Using the data below, report how many lines hold the word "CommunicationHistory". Include nothing else in the reply.

** Opening Raw data block **

PR #141, opened 2023-10-10
[sailjail-permissions] Move Email permission to DBus.

dcaliste:
The message server is not using a specific
socket file, but is now using DBus.

@pvuorela, this could be usefull to test the QMF switch to DBus on device.

### DIFF
--- a/permissions/Email.permission
+++ b/permissions/Email.permission
@@ -6,10 +6,11 @@
 # x-sailjail-translation-key-long-description = permission-la-email_description
 # x-sailjail-long-description = Read and send email
 
-# MessageServer socket
-mkdir     ${RUNUSER}/messageserver
-whitelist ${RUNUSER}/messageserver
-read-only ${RUNUSER}/messageserver
+# MessageServer DBus interfaces
+dbus-user.talk org.qt.messageserver
+dbus-user.talk org.qt.mailstore
+dbus-user.broadcast org.qt.messageserver=org.qt.messageserver.*@/*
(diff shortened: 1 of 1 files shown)


permissions/Email.permission
```diff
@@ -6,10 +6,11 @@
...
 
-# MessageServer socket
-mkdir     ${RUNUSER}/messageserver
-whitelist ${RUNUSER}/messageserver
-read-only ${RUNUSER}/messageserver
+# MessageServer DBus interfaces
+dbus-user.talk org.qt.messageserver
+dbus-user.talk org.qt.mailstore
+dbus-user.broadcast org.qt.messageserver=org.qt.messageserver.*@/messageserver
+dbus-user.broadcast org.qt.mailstore=org.qt.mailstore.*@/mailstore/client
```
pvuorela, line 13: Think we could allow everything behind the interface, i.e. something like @/*. Per se the clients are free to choose whatever path for their signalling objects and hard-coding the current one could have a risk of silently breaking if that ever gets adjusted. Shouldn't bring either extra security since only the specific interface is allowed.

The server is more of a well-known object path, but even there could just allow everything, as seems commonly done on other rules. That would also work if the action api is adjusted to use separate objects.

dcaliste: I see your point. Not changing this file at each minor modification / addition would be nicer, keeping the same degree of protection.

I moved to a `/*` filter for paths.

pvuorela:
Seems good, though need to wait for other changes in first.

pvuorela (approved):

PR #144, opened 2024-09-25
[sailjail-permissions] Allow to listen to commhistory database modifi…

dcaliste:
…cations.

Using the modification in libcommhistory, this whitelist signals emitted by any process ;odifying the comm history database.

### DIFF
--- a/permissions/CommunicationHistory.permission
+++ b/permissions/CommunicationHistory.permission
@@ -12,3 +12,6 @@ whitelist ${HOME}/.local/share/commhistory
 dbus-user.talk org.nemomobile.CommHistory
 dbus-user.broadcast org.nemomobile.CommHistory=org.nemomobile.CommHistory.*@/org/nemomobile/CommHistory
 dbus-user.call org.nemomobile.CommHistory=org.nemomobile.CommHistory.*@/org/nemomobile/CommHistory
+
+dbus-user.own com.nokia.commhistory.*
+dbus-user.broadcast *=com.nokia.commhistory.*@/CommHistoryModel


pvuorela:
Hm, there are some other rules with * for service, e.g.
`dbus-user.broadcast *=org.nemomobile.contacts.sqlite.*@/org/nemomobile/contacts/sqlite`

Wonder if such would work here.

dcaliste:
It's working because qtcontact is using the same solution : the library declare itself as a service named org.nemomobile.contact.sqlite.uuid_PID, see contactnotifier.cpp. So the broadcast can use a '*' for service name.

I can also put a * for the broadcast, but it's better in my opinion to restrict to the name pattern the library is using.

Besides, I should do the same than for Contacts : owning the name service and not talk to.

dcaliste:
If you look at the xdg_dbus_proxy sources, in flatpack-proxy.c line 2475, you can notice that the broadcast whitelist filtering is done only if the policy is OWN or TALK. And to talk or own, it must be a named service.

pvuorela:
> If you look at the xdg_dbus_proxy sources, in flatpack-proxy.c line 2475, you can notice that the broadcast whitelist filtering is done only if the policy is OWN or TALK. And to talk or own, it must be a named service. 

Was actually checking that repo a while ago. On latest release there was a commit "Don't require TALK permission for broadcast rules". Tried an update, but there's one commit conflicting. Upstream took a bit different route but didn't yet get a conclusion if it's sufficient for us. I might try to get the update proceeding at some point now.

> I can also put a * for the broadcast, but it's better in my opinion to restrict to the name pattern the library is using.

I think it's better the less we make artificial restrictions. The D-Bus API wouldn't otherwise need template based service name. It shouldn't be much of a security hole either to be able to get signals on specific interface regardless of what services their sender has.

dcaliste:
> I think it's better the less we make artificial restrictions.

Ok, I've put a wildcard for the service name the interface is originating from.

> On latest release there was a commit "Don't require TALK permission for broadcast rules".

That's interesting. Could be part of the solution. But thinking more about it and looking at the dbus-user.own of the contact case, I think we need the own rule with the name template anyway. In order for the processes outside the jail to get notified of a change that may be done by the application inside the jail (like when deleting one entry of the call log by long press for instance). There is no usecase at the moment, since no other application is listing the call log. But to avoid such issue as the current one in the future, it's better to allow to own the service name and thus also emit signals from inside. What do you think ?

pvuorela:
That's a fair point on being able to get the signals outside the sandbox. And especially when there's similar use for contacts.

pvuorela (approved):

PR #150, opened 2026-02-11
[sailjail-permissions] Allow access to last position for qtlocation

nephros:
If I understand correctly, the Qt GeoClue plugin stores its last known position in a per-user data file.

Allow reading and writing that file in the Location permission.

For context, see

 - https://github.com/sailfishos/qtlocation/blob/a1c218a04e8e56206fbbbbb8f071eb33484e80a3/src/plugins/position/geoclue/qgeopositioninfosource_geocluemaster.cpp#L82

** Closing Raw data block **

● Response area
2